ENERGY and MOMENTUM: How Fast Will the Block Move When a Compressed Spring is Released?

Q: A spring with a spring constant k = 100 N/m is compressed a distance ( x ) = 100 mm. A block with a mass ( m ) = 0.250 kg is placed next to the spring. The surface upon which the block rests is frictionless and horizontal. When the spring and block are released, how fast is the block moving as it leaves the spring?

A: The spring constant ( k ) is a measure of the force required to compress a spring by ( x ) meters ( m ). The SI unit of force is the Newton ( N ). Work will be required to compress the spring, and the amount of energy in Joules ( J ) needed to compress the spring is ( W ) = Fd. When the spring is fully compressed, it will possess a quantity of potential energy ( PE ) = ½ kx². When the spring is fully extended, the PE will have been converted into kinetic energy ( KE ). Kinetic energy is the “ energy of motion “, and its units are ½ mv². Our challenge is to determine the velocity ( v ) of the block as it leaves the spring. Velocity ( v ) is expressed in units of meters per second ( m/s ).

The law of conservation of energy states that energy cannot be created or destroyed-it only changes form. Thus, we can set PE equal to KE to determine the velocity of the block when it leaves the extended spring.

Note: Notice that the distance the spring is compressed ( x ) is expressed in millimeters.
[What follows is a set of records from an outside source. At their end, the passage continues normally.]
Issue #3487, opened 2025-03-19
option to mark child devices with c8y_IsDevice fragment via c8y smartrest 2.0 template


reubenmiller:
**Is your feature improvement request related to a problem? Please describe.**

An upcoming Cumulocity change to the SmartREST 2.0 `101` message will add support for creating child devices with the `c8y_IsDevice` fragment, which means the device can show up in the Cumulocity All Devices list.

New SmartREST 2.0 `101` message example:

```csv
101,child_IsDevice_2,"child2 name",childType,<true|false>
```

Where the 5th column in the CSV controls whether the `c8y_IsDevice` fragment is to be added to the child device or not (for newly created child devices only). The options are as follows:

* `true` => Add the `c8y_IsDevice` fragment
* `false` => Don't add `c8y_IsDevice` (the current default behaviour)

The additional fragment can already be added to the outgoing `101` messages, because if Cumulocity does not support this new fields it will just ignore it (so no Cumulocity version/feature checking is required).

**Describe the solution you'd like**

The following changes are required

* Add new tedge.toml configuration to control whether child devices should have the 5th columns set to `true` or `false`. Default to `true` (this is the new default being adopted by other Cumulocity products). 
* Add the 5th column, where the value is based on the new tedge.toml configuration, to all outgoing `101` Cumulocity SmartREST 2.0 messages (regardless of the Cumulocity version)

**Describe alternatives you've considered**

The following decisions were
* Controlling the c8y_IsDevice setting per child device is not required as it would lead to inconsistencies (why is child-device1 in the All Devices list, but child-device2 isn't). We can change this stance in the future if there is enough customer feedback, but for the moment we will favour fleet consistency over flexibility 

**Additional context**

rina23q:
> Controlling the c8y_IsDevice setting per child device is not required as it would lead to inconsistencies (why is child-device1 in the All Devices list, but child-device2 isn't). We can change this stance in the future if there is enough customer feedback, but for the moment we will favour fleet consistency over flexibility

As of now, if user wants to add `c8y_IsDevice` for a specific device after the child device creation, they can use `twin` topic.

```
tedge mqtt pub -r te/device/child1///twin/c8y_IsDevice '{}'
```

That updates the MO of the child device and makes it shown in the all devices list.

PR #3560, opened 2025-04-11
feat: append the option whether to add c8y_IsDevice to child devices

rina23q:
## Proposed changes
The static SmartREST template 101 is extended to accept boolean if a newly created child device should hold the `c8y_IsDevice` fragment.

This change adds a new tedge configuration to control it.

todos:

- [x] Get the consensus for the name of the new tedge config. => `c8y.smartrest.child_device.create_with_device_marker`
- [ ] ~~Add (or modify if needed) a system test~~ -> eu-latest is not supporting this new feature yet anyway

## Types of changes

## Paste Link to the issue
#3487 

## Checklist

### DIFF
--- a/crates/common/tedge_config/src/tedge_toml/tedge_config.rs
+++ b/crates/common/tedge_config/src/tedge_toml/tedge_config.rs
@@ -246,6 +246,12 @@ define_tedge_config! {
             /// Switch using 501-503 (without operation ID) or 504-506 (with operation ID) SmartREST messages for operation status update
             #[tedge_config(example = "true", default(value = true))]
             use_operation_id: bool,
+
+            child_device: {
+                /// Attach the c8y_IsDevice fragment to child devices on creation
+                #[tedge_config(example = "false", default(value = false))]
+                create_with_device_marker: bool,
+            }
         },
 
         smartrest1: {
--- a/crates/extensions/c8y_mapper_ext/src/config.rs
+++ b/crates/extensions/c8y_mapper_ext/src/config.rs
@@ -62,6 +62,7 @@ pub struct C8yMapperConfig {
     pub bridge_service_name: String,
     pub bridge_health_topic: Topic,
     pub smartrest_use_operation_id: bool,
+    pub smartrest_child_device_create_with_device_marker: bool,
 
     pub data_dir: DataDir,
     pub config_dir: Arc<Utf8Path>,
@@ -102,6 +103,7 @@ impl C8yMapperConfig {
         software_management_with_types: bool,
         auto_log_upload: AutoLogUpload,
         smartrest_use_operation_id: bool,
+        smartrest_child_device_create_with_device_marker: bool,
         max_mqtt_payload_size: u32,
     ) -> Self {
         let ops_dir = config_dir
@@ -143,6 +145,7 @@ impl C8yMapperConfig {
             bridge_service_name,
             bridge_health_topic,
             smartrest_use_operation_id,
+            smartrest_child_device_create_with_device_marker,
 
             config_dir,
             logs_path,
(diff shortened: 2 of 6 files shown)


crates/common/tedge_config/src/tedge_toml/tedge_config.rs
```diff
@@ -246,6 +246,12 @@ define_tedge_config! {
             /// Switch using 501-503 (without operation ID) or 504-506 (with operation ID) SmartREST messages for operation status update
             #[tedge_config(example = "true", default(value = true))]
             use_operation_id: bool,
+
+            child: {
+                /// Attach the c8y_IsDevice fragment to child devices
+                #[tedge_config(example = "false", default(value = false))]
+                append_device_fragment: bool,
+            }
```
albinsuresh, line 254:
```suggestion
            child_device: {
                /// Attach the c8y_IsDevice fragment to child devices
                #[tedge_config(example = "false", default(value = false))]
                is_device: bool,
            }
```
Combined property name: `tedge.smartrest.child_device.is_device`. I'm not 100% convinced about that name either. But the intention was to convey the effect of the setting rather than what it technically does under-the-hood.

albinsuresh (approved):
Feel free to merge once the name is finalized.

crates/common/tedge_config/src/tedge_toml/tedge_config.rs
reubenmiller: This is a bit verbose, but it does following [101 SmartREST message description](https://cumulocity.com/docs/smartrest/mqtt-static-templates/#101)

```
smartrest.child_device.create_with_device_marker
```

albinsuresh: That name is as direct as it can be. So, totally fine with that. But, if we really want to make it shorter, I might consider dropping the `create_with` prefix and just keep just `smartrest.child_device.device_marker` or even `smartrest.child_device.is_device_marker`.

reubenmiller: Though I think the `smartrest.child_device.is_device_marker` is lacking the intent of the config, and do we know if the `c8y_IsDevice` fragment is added/removed if the values changes after the device actually exists (I would suspect that it won't)...if so, then "create_with_device_marker" is more descriptive that it will only be added when creating the device.

rina23q: `101` message doesn't override the existing settings. You will just get an error `41,101,Device with serial 'test-54321' already existing`. It means user can control `c8y_IsDevice` only for the device creation time by `101`.

So, I will update this PR with:
```
smartrest.child_device.create_with_device_marker
```

rina23q: updated: 70a4a5dc106aac91d2c66a29d458ddfa428bde0d

crates/extensions/c8y_mapper_ext/src/config.rs
```diff
@@ -62,7 +62,7 @@ pub struct C8yMapperConfig {
     pub bridge_service_name: String,
     pub bridge_health_topic: Topic,
     pub smartrest_use_operation_id: bool,
-    pub smartrest_child_append_device_fragment: bool,
+    pub smartrest_child_device_create_with_device_marker: bool,
```
albinsuresh, line 65: Not a request for change: I'm just surprised clippy isn't freaking out with that name 😉.

albinsuresh (approved):
LGTM

reubenmiller (approved):
Approved. It worked as expected (when testing it on a tenant that supports the new SmartREST 2.0 template)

The SI unit of distance is the meter ( m ). Therefore, 100 mm = 0.100 m.

PE = KE

½ kx² = ½ mv²

kx² = mv² 

√ [ ( k/m ) ]( x ) = v

√ [ ( 100 N/m / 0.250 kg  ) ]( 0.100 m ) = v = 40 m/s

Q: Will the block continue moving at 40 m/s?

A: The surface upon which the block slides is frictionless; therefore, the force exerted by the spring is an unbalanced force. Force ( F ) = ma, where ( a ) is the acceleration of the block. The velocity of an object that accelerates under the influence of an unbalanced force is constantly increasing or decreasing. For this reason, acceleration may also be expressed as ( a ) = Δv/Δt. 
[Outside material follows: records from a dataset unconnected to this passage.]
Issue #3547, opened 2025-04-08
tedge cert create-csr output-path flag fails when given a relative address


reubenmiller:
**Describe the bug**

When creating a local CSR via `tedge cert create-csr c8y` and giving an explicit output path, the command fails
when a relative path is given.

```sh
$ $ tedge cert create-csr c8y --device-id example --output-path ./local.csr

Error: failed to Generate a Certificate Signing Request.

Caused by:
    Invalid device.cert_path path: Relative path: "./local.csr" is not permitted. Provide an absolute path instead.
```

However the command creates the CSR if the full path is given, however enforcing the user to provide the full path when calling a CLI command is unexpected.

```sh
$ tedge cert create-csr c8y --output-path "$(pwd)/local.csr"
```

**To Reproduce**

It can be reproduced by running:

```sh
$ tedge cert create-csr c8y --device-id example --output-path ./local.csr
```

**Expected behavior**

Relative paths should be supported when provided via the `--output-path` flag. The flag output should be expanded to the full path after parsing the command.

So it is expected that the following produce a `local.csr` file in the current working directory.

```sh
$ tedge cert create-csr c8y --device-id example --output-path ./local.csr
```

**Screenshots**

**Environment (please complete the following information):**
 - OS [incl. version]: `macOS`
 - Hardware [incl. revision]: `aarch64`
 - System-Architecture [e.g. result of "uname -a"]: `Darwin example.local 23.6.0 Darwin Kernel Version 23.6.0: Thu Sep 12 23:35:29 PDT 2024; root:xnu-10063.141.1.701.1~1/RELEASE_ARM64_T6000 arm64`
 - thin-edge.io version [e.g. 0.1.0]: `tedge 1.4.3~428+g42bf3a1`

**Additional context**

PR #3562, opened 2025-04-12
fix: support relative output paths when creating a csr

reubenmiller:
## Proposed changes

Allow users to provide a relative output path when using `tedge cert create-csr`.

**Example**

```
tedge cert create-csr c8y --device-id test-user --output-path ./local.csr
```

Note: In the future the code can be simplified once the MSRV can be increased beyond 1.78, however the current MSRV is required to support Yocto environments

## Types of changes

## Paste Link to the issue

https://github.com/thin-edge/thin-edge.io/issues/3547

## Checklist

### DIFF
--- a/crates/core/tedge/src/cli/certificate/create_csr.rs
+++ b/crates/core/tedge/src/cli/certificate/create_csr.rs
@@ -44,7 +44,7 @@ impl Command for CreateCsrCmd {
 impl CreateCsrCmd {
     pub async fn create_certificate_signing_request(&self) -> Result<(), CertError> {
         let id = &self.id;
-        let csr_path = &self.csr_path;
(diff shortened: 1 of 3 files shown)


didier-wenzek (changes requested):
I don't think this is the correct approach to solve the issue.

- The create CSR command is not the only command that can be given a relative path.
- There is no issue to read or write a file given a relative path.
- The root cause of the issue is that in many places there is a call to: [validate_parent_dir_exists](https://github.com/thin-edge/thin-edge.io/blob/main/crates/common/tedge_utils/src/paths.rs#L145)
- Does this check make sense?
- If so this check has to be fixed, not the path.

reubenmiller:
Closing in favour of https://github.com/thin-edge/thin-edge.io/pull/3564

According to Hooke’s law, the force exerted on a compressed spring is F = kx. In this circumstance, the displacement ( x ) of the spring is in the same direction as the applied force. The force exerted by the spring opposes the force applied to it. In this circumstance, F_s = -kx.

F = kx = ma

a = ( k/m )( x )

a = ( 100 N/m / 0.250 kg )( 0.100 m ) = 40 m/s² 

The block’s velocity will increase by 40 m/s every second until its motion is altered by another force.